(Data entries)

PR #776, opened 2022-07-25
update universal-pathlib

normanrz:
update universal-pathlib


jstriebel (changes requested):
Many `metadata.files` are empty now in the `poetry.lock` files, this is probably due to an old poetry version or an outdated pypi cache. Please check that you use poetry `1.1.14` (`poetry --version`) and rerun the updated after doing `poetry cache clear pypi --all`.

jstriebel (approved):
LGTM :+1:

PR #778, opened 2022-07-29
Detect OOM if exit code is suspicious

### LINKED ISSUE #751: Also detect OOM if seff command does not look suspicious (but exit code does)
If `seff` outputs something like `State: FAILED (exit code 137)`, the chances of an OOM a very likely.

__The task__
Up to and including the line with "Detect OOM if exit code is suspicious", print every line of the records from the start.

__Solution below__
PR #776, opened 2022-07-25
update universal-pathlib

normanrz:
update universal-pathlib


jstriebel (changes requested):
Many `metadata.files` are empty now in the `poetry.lock` files, this is probably due to an old poetry version or an outdated pypi cache. Please check that you use poetry `1.1.14` (`poetry --version`) and rerun the updated after doing `poetry cache clear pypi --all`.

jstriebel (approved):
LGTM :+1:

PR #778, opened 2022-07-29
Detect OOM if exit code is suspicious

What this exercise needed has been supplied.